Roehl has a flatbed division in so cal. Was in Fontana unless they moved it. Roehl is a good company, don’t get hung up on the forced dispatch issue. We all have our likes and dislikes, but we still have to do our job. There are alot of factors that go into dispatch assignments, so just be thankful they are getting you miles and home on time.

Marc Lee's Comment
member avatar

Question I had RE: "forced dispatch" is "how does that play out for rookies?"

I get the concept and see both sides of the issue. As a Noob I am looking to have the ability to learn to do this and hopefully to perform at a high level. My objective was always to find an opportunity to succeed. I assume Forced Dispatch is still tempered with the employer not intentionally "setting up a rookie to fail." How does this really play out in the real world? (I can't see a DM intentionally sending a rookie to a place they know will be a nightmare early on. Or is that being overly optimistic?).

In my brief tine training with J.B. Hunt I got get to see some trickey Targets*. But I think they would not have sent me there right away as a new solo...
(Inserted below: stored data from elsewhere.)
PR #1195, opened 2022-08-14
Fix Wasm proof-of-work, time

cycraig:
# Description of change

Fixes several runtime and compilation errors for the `wasm32-unknown-unknown` target related to publishing and proof-of-work computations.

Notably, `finish_single_thread_pow` used outdated `Block` packing logic, causing publishing to fail completely on Wasm. It now goes through the same `NonceProvider` interface used to construct a `Block`, so it should be more maintainable.

This also consolidates some of the PoW logic but I made sure the non-Wasm logic is completely unchanged. It's just slightly cleaned up ~and now sets the workers in `promote_unchecked` and `reattach_unchecked` where it didn't before, not sure if that was intentional.~ Edit: ~reverted this change, but the Java bindings tests still fail with the following error, not sure why yet:~ https://github.com/iotaledger/iota.rs/runs/7830007231?check_suite_focus=true

Edit2: error was due to calling `ClientMiner::builder()`, which defaulted to `0` workers, instead of `ClientMinerBuilder::new()`. Un-reverted change and made `default` match `new`. The below errors no longer occur.

```
thread '<unnamed>' panicked at 'attempt to divide by zero', /home/runner/.cargo/registry/src/github.com-1ecc6299db9ec823/bee-pow-1.0.0-alpha.1/src/providers/miner.rs:164:28
thread '<unnamed>' panicked at 'Failed to join threads.: Any { .. }', /home/runner/work/iota.rs/iota.rs/src/api/block_builder/pow/mod.rs:66:28
```

The conditional PoW checks (single-threaded vs multi-threaded, whether or not to stop after the tips interval and fetch new parents) could be internalised further to a single `finish_pow` function, but I think being explicit might be preferred and it would mess with the public interface (e.g. `get_pow_provider` is public).

**NOTE: a new version of `bee-api-types` needs to be released with the changes in https://github.com/iotaledger/bee/pull/1495 (not sure if other `bee` crates need new versions too) for `iota.rs` to compile to the `wasm32-unknown-unknown` target.** I confirmed this PR works with the updated `bee-api-types` locally though.

### Changed 

- Change `Client::get_time_checked()` to use [instant](https://crates.io/crates/instant) on Wasm. It previously panicked with `"time not implemented on this platform"`.
- Change `Client::get_pow_provider()` to return a generic `NonceProvider` based on the target (`SingleThreadedMiner` on Wasm, otherwise `ClientMiner`). This fixes `retry_until_included`/`promote`/`reattach` calls for Wasm.
- Change `Client::get_pow_provider()` to set the worker count on `ClientMiner`.
- Change `ClientMinerBuilder::default()` implementation to match `new()` and default `local_pow` to `true`.
- Rename `finish_pow` to `finish_multi_threaded_pow`.
- Rename `finish_single_thread_pow` to `finish_single_threaded_pow`.

### Added

- Add `SingleThreadedMiner`.
- Add `SingleThreadedMinerBuilder`.

## Type of change

Technically a breaking change due to renaming public functions (`finish_pow`) and changing the return type of `Client::get_pow_provider()`.

Built on both targets:
- `cargo clippy`
- `cargo clippy --target wasm32-unknown-unknown`

Unit tests pass too.

I also ran examples using local Wasm bindings to confirm the runtime errors and panics no longer occur (coming in a future PR maybe, I followed the Node.js bindings approach and re-used its TypeScript definitions now, so hopefully it will be a plug-and-play replacement with a common base).

## Change checklist

- [x] I have commented my code, particularly in hard-to-understand areas

### DIFF
--- a/src/api/block_builder/pow/mod.rs
+++ b/src/api/block_builder/pow/mod.rs
@@ -114,7 +114,7 @@ pub async fn finish_single_threaded_pow(client: &Client, payload: Option<Payload
 
         // The nonce defaults to 0 on errors (from the tips interval elapsing),
         // we need to re-run proof-of-work with new parents.
-        if block.nonce() == 0 && !local_pow {
+        if block.nonce() == 0 && local_pow {
             parent_blocks = client.get_tips().await?;
         } else {
             return Ok(block);
--- a/src/api/block_builder/pow/mod.rs
+++ b/src/api/block_builder/pow/mod.rs
@@ -3,23 +3,43 @@
 
 //! PoW functions
 
+#[cfg(target_family = "wasm")]
+pub mod wasm_miner;
+
 pub mod miner;
 
 use bee_block::{parent::Parents, payload::Payload, Block, BlockBuilder, BlockId};
+use bee_pow::providers::{NonceProvider, NonceProviderBuilder};
 use packable::PackableExt;
-#[cfg(not(target_family = "wasm"))]
-use {
-    crate::api::miner::ClientMinerBuilder,
-    bee_pow::providers::{miner::MinerCancel, NonceProviderBuilder},
-};
 #[cfg(target_family = "wasm")]
-use {bee_block::payload::OptionalPayload, packable::Packable};
-
-use crate::{api::miner::ClientMiner, Client, Error, Result};
-
-/// Does PoW with always new tips
+use wasm_miner::SingleThreadedMiner;
 #[cfg(not(target_family = "wasm"))]
-pub async fn finish_pow(client: &Client, payload: Option<Payload>) -> Result<Block> {
+use {crate::api::miner::ClientMiner, bee_pow::providers::miner::MinerCancel};
+
+use crate::{Client, Error, Result};
+
+/// Performs proof-of-work to construct a [`Block`].
+pub fn do_pow<P: NonceProvider>(
+    miner: P,
+    min_pow_score: f64,
+    payload: Option<Payload>,
+    parent_blocks: Vec<BlockId>,
+) -> Result<Block> {
+    let mut block = BlockBuilder::<P>::new(Parents::new(parent_blocks)?);
+    if let Some(p) = payload {
+        block = block.with_payload(p);
+    }
+    block
+        .with_nonce_provider(miner, min_pow_score)
+        .finish()
+        .map_err(Error::BlockError)
+}
+
+/// Performs multi-threaded proof-of-work.
+///
+/// Always fetches new tips after each tips interval elapses.
+#[cfg(not(target_family = "wasm"))]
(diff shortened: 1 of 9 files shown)


src/api/block_builder/pow/mod.rs
```diff
@@ -33,13 +53,12 @@ pub async fn finish_pow(client: &Client, payload: Option<Payload>) -> Result<Blo
         parent_blocks.dedup();
         let time_thread = std::thread::spawn(move || Ok(pow_timeout(tips_interval, cancel)));
         let pow_thread = std::thread::spawn(move || {
-            let mut client_miner = ClientMinerBuilder::new()
-                .with_local_pow(local_pow)
-                .with_cancel(cancel_2);
+            let mut client_miner = ClientMiner::builder().with_local_pow(local_pow).with_cancel(cancel_2);
```
Thoralf-M, line 56: Thanks for the PR!

I think this needs to stay (import also needs to be updated)
```suggestion
            let mut client_miner = ClientMinerBuilder::new().with_local_pow(local_pow).with_cancel(cancel_2);
```
the `attempt to divide by zero` doesn't happen in Java alone and should be fixed with this change

Can you also redo your change with the worker count for `promote_unchecked` and `reattach_unchecked`? Think it makes sense and shouldn't break anything

cycraig: Thanks! I didn't see that `ClientMinerBuilder::new` is different from the `Default` called by `::builder()`. 

Should the `Default` implementation be changed to always call `ClientMinerBuilder::new`?

```rust
    fn new() -> Self {
        Self {
            worker_count: num_cpus::get(),
            local_pow: false,
            cancel: MinerCancel::default(),
        }
    }
```

Thoralf-M: Yeah that would make sense, the default now doesn't make a lot of sense
I would actually also change the `local_pow` to `true` as default/in the `new()` method

Thoralf-M:
Ignore the failed Java tests, the nodes there are still not updated to the latest indexer changes

Thoralf-M (dismissed):

thibault-martinez (commented):
Would be nice if you could add your changes to the CHANGELOG please 🙏🏻

cycraig:
Added some `CHANGELOG.md` entries. Do I need to do something with the `.changes` directory?

Thoralf-M:
> Added some `CHANGELOG.md` entries. Do I need to do something with the `.changes` directory?

I don't think it's needed, the changes are not exposed to the nodejs binding and since it isn't using wasm the compilation also didn't fail there before

Thoralf-M (approved):

samuel-rufi (approved):

thibault-martinez (approved):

* One had almost no place to drop the trailers (double drop). Docks were right along a busy street with no truck parking, Municipality hates trucks and truckers... Virtually impossible to do legally for a pro! But the truck and trailer actually DO fit in the streets around there!

Dm:

Dispatcher, Fleet Manager, Driver Manager

The primary person a driver communicates with at his/her company. A dispatcher can play many roles, depending on the company's structure. Dispatchers may assign freight, file requests for home time, relay messages between the driver and management, inform customer service of any delays, change appointment times, and report information to the load planners.
Big Scott (CFI Driver/Tra's Comment
member avatar

Forced dispatch is a bad term. If you worked in a store and your boss said dusting the shelves is one of your jobs, you would have to do that every day.

Forced dispatch means here is you next work assignment. The company finds you loads with the goal of making money. Money for you and therefore the company. The more they keep you running the better for everyone.

New drivers don't know the freight lanes or where higher paying freight is. I have a friend who owns his own truck and is an independent contractor with CFI. He is not forced dispatched, yet he takes every load they give him and he keeps running.

Don't let the term forced dispatch play in your decision. Good luck to you.